* _Work request_: The entire listing below must be written out word for word.

START Given records

PR #206, opened 2017-03-01
Improved handling of network errors

andy-maier:
This PR is now ready for code review and merging. It includes a design document in `design/network-errors.rst`.

It attempts to handle all network-related errors in the zhmcclient layer, if possible (e.g. timeouts, retries), so that the user of the package does not need to care about retries, and consider any raising of `zhmcclient.ConnectionError` to be not resolvable by user-level retrying.

The timeouts for async operation completion and LPAR status transition completion that were in an intermediate version of this PR have been removed again, so that this PR is now independent of PR #195 and needs to go in first. PR #195 will be changed to be based on this PR.


andy-maier:
+1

END Given records

* _Result for this task_:
PR #206, opened 2017-03-01
Improved handling of network errors

andy-maier:
This PR is now ready for code review and merging. It includes a design document in `design/network-errors.rst`.

It attempts to handle all network-related errors in the zhmcclient layer, if possible (e.g. timeouts, retries), so that the user of the package does not need to care about retries, and consider any raising of `zhmcclient.ConnectionError` to be not resolvable by user-level retrying.

The timeouts for async operation completion and LPAR status transition completion that were in an intermediate version of this PR have been removed again, so that this PR is now independent of PR #195 and needs to go in first. PR #195 will be changed to be based on this PR.


andy-maier:
+1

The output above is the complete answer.